Recorded information:
____________________

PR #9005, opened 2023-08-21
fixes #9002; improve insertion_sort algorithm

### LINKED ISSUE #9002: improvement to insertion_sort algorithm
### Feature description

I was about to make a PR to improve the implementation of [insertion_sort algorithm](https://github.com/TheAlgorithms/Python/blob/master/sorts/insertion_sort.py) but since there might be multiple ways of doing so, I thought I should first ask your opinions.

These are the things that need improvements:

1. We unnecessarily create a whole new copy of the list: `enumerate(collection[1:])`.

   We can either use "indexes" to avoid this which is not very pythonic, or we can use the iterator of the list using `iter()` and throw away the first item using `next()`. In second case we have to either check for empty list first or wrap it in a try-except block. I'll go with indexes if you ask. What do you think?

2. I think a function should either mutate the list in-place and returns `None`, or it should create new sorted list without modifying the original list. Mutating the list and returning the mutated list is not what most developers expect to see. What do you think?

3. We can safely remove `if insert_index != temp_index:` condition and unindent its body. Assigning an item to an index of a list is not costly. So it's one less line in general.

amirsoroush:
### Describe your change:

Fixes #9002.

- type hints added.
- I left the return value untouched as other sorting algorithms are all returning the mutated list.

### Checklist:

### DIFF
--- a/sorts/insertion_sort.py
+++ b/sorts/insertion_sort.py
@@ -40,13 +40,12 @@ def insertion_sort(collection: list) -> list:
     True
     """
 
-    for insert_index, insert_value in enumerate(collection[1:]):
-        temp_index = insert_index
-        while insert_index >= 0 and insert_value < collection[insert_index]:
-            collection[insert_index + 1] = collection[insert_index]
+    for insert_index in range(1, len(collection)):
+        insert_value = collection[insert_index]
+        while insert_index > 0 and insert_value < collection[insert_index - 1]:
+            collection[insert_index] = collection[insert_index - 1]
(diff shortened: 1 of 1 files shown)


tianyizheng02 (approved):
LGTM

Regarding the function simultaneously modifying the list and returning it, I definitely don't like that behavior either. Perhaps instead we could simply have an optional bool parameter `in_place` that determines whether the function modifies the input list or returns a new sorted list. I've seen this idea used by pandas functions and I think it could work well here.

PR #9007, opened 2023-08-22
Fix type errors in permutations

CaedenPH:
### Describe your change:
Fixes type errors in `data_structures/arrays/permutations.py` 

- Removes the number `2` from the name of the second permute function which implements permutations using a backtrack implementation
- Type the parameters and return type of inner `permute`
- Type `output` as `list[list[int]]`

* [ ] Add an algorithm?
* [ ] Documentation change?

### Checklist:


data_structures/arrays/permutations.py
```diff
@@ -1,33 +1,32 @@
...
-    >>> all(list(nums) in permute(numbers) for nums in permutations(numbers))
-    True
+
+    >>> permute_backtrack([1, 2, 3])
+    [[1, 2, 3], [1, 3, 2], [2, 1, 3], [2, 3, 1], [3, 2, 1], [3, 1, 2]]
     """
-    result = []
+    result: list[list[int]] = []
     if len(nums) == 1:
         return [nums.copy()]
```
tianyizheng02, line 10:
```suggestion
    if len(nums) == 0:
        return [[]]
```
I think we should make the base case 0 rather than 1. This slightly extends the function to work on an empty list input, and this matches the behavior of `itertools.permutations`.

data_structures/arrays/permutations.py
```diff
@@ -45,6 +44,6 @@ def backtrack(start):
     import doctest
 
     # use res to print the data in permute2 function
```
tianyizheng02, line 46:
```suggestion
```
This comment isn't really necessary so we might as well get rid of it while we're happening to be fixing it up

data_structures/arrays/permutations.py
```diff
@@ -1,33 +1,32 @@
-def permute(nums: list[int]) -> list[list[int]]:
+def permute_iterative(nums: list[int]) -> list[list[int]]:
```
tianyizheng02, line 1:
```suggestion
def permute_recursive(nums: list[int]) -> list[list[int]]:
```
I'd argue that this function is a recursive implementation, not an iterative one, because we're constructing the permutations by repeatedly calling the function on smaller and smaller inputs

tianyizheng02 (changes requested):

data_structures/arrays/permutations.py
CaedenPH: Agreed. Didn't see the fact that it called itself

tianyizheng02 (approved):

____________________

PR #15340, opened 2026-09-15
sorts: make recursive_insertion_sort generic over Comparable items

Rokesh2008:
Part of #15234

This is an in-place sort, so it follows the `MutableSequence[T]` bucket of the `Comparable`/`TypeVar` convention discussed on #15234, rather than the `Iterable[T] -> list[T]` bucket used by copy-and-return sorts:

____________________

What is being asked:
Only the lines above starting with the one with "PR #9005, opened 2023-08-21" and going through the one with "1. We unnecessarily" are to be copied, word for word and with both ends kept.

Written response:
PR #9005, opened 2023-08-21
fixes #9002; improve insertion_sort algorithm

### LINKED ISSUE #9002: improvement to insertion_sort algorithm
### Feature description

I was about to make a PR to improve the implementation of [insertion_sort algorithm](https://github.com/TheAlgorithms/Python/blob/master/sorts/insertion_sort.py) but since there might be multiple ways of doing so, I thought I should first ask your opinions.

These are the things that need improvements:

1. We unnecessarily create a whole new copy of the list: `enumerate(collection[1:])`.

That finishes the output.